Casey Anthony, commentary, courts, Dominique Strauss-Kahn, false-accusation, guilty, IMF, innocent, journalism, legal system, media, media cycle, Nancy Grace, news, opinion, right to know, rights, trial
Ex-IMF chief Dominique Strauss-Kahn was accused of rape by a member of the cleaning staff at a hotel in New York. Strauss-Kahn was arrested and charged, and placed in monitored “home” detention. The news media reported, speculated, and engaged in a 24/7 orgy of drama-building, calling for Strauss-Kahn to resign his high-level position with the International Monetary Fund. He did. They put his wife in their spotlight and dug into the history of the Strauss-Kahn marriage. They did their usual job of invalidating the precept that the accused is innocent until proven guilty. And in the minds of most people, Dominique Strauss-Kahn was guilty of rape.

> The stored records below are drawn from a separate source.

PR #2535, opened 2025-07-16
refactor: join endpoint for SourceController dashboard

nelsonmestevao:
Reuse the code in the dashboard controller when user has a team_user and when it doesn't in the http session.

Moved Routes helper to `sigil_p` in dashboard.html.heex.

### DIFF
--- a/lib/logflare_web/controllers/source_controller.ex
+++ b/lib/logflare_web/controllers/source_controller.ex
@@ -1,5 +1,6 @@
 defmodule LogflareWeb.SourceController do
   use LogflareWeb, :controller
+
   require Logger
 
   alias Logflare.Billing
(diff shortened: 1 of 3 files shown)


Ziinc (approved):

test/logflare_web/controllers/source_controller_test.exs
```diff
@@ -26,18 +26,37 @@ defmodule LogflareWeb.SourceControllerTest do
...
+
+      conn
+      |> put_session(:team_user_id, team_user.id)
+      |> visit(~p"/dashboard")
+      |> assert_has("li > a", text: "Dashboard", exact: true)
+      |> assert_has("h5", text: "Saved Searches", exact: true)
+      |> assert_has("a[href='#{~p"/sources/#{source}"}']", text: source.name)
+      |> assert_has("h5", text: "Teams")
+      |> assert_has(
+        "a[href='#{~p"/profile/switch?#{%{"user_id" => team_user.team.user_id, "team_user_id" => team_user.id}}"}']",
```
Ziinc, line 57: we can reduce the granularity of the selectors to account for potential template changes, so that there is less maintenance needed for tests

lib/logflare_web/controllers/source_controller.ex
```diff
@@ -28,44 +29,19 @@ defmodule LogflareWeb.SourceController do
...
   def dashboard(%{assigns: %{user: user, team: team}} = conn, _params) do
     user = Users.preload_sources(user)
     sources = Sources.preload_for_dashboard(user.sources)
 
-    home_team = team
-
-    team_users_with_teams = TeamUsers.list_team_users_by_and_preload(email: user.email)
+    {home_team, team_users_with_teams} =
+      if conn.assigns[:team_user] do
+        {Teams.get_home_team(conn.assigns.team_user),
```
Ziinc: Can we do a match to assign the team_user to a variable in the if arg?

Ziinc (changes requested):

lib/logflare_web/controllers/source_controller.ex
nelsonmestevao: Well spotted, thank you 🙏 Done in last push 💪

test/logflare_web/controllers/source_controller_test.exs
nelsonmestevao: Which ones are you talking exactly? In L57, for example, I was trying to make sure there's a link to switch teams, what do you think is overly coupled?

Ziinc: was thinking it could simply be an `a` for example, i think the rest is fine now that i look at it.
just a nit 😄 its fine to leave it in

Then Strauss-Kahn was released from monitored detention. Prosecutors said the “integrity” of his accuser had been called into question (though not by the news media). Later prosecutors announced the accuser had a record of fraud and false-accusation, and was a suspected prostitute. A friend has said she expressed the view “there’s money in this” just 48 hours after making her accusations. And until the charges against Strauss-Kahn are dropped we shouldn’t know any of that.
As prosecutors look for a way to drop this case without looking like incompetent fools, the news media has switched gears and turned on them and the accuser – without so much as an apology to Dominique Strauss-Kahn. And they will speculate and engage in endless drama-building about them.
How many times have we seen this played-out? How many times has someone been accused of a crime, be it rape, child molestation, murder, or anything else, only to later see the case against them evaporate, as cases often do? But by then the media’s drama-building has done its damage, and the innocent-until-proven-guilty individual has had their life wrecked. And this doesn’t only apply to “celebrity cases” like those of Straus-Kahn, or even Lindsay Lohan. Local media do the same thing on a local scale.
Dominique Strauss-Kahn may be no angel, but it looks like he’s not guilty, either. We’ll never know because the news media have so infected this case with their constant need to speculate it can never have a reasonable resolution. The media defend their life-wrecking ways with the cry “the public has a right to know” – but do we have a right to know at the expense of the legal rights of the individual?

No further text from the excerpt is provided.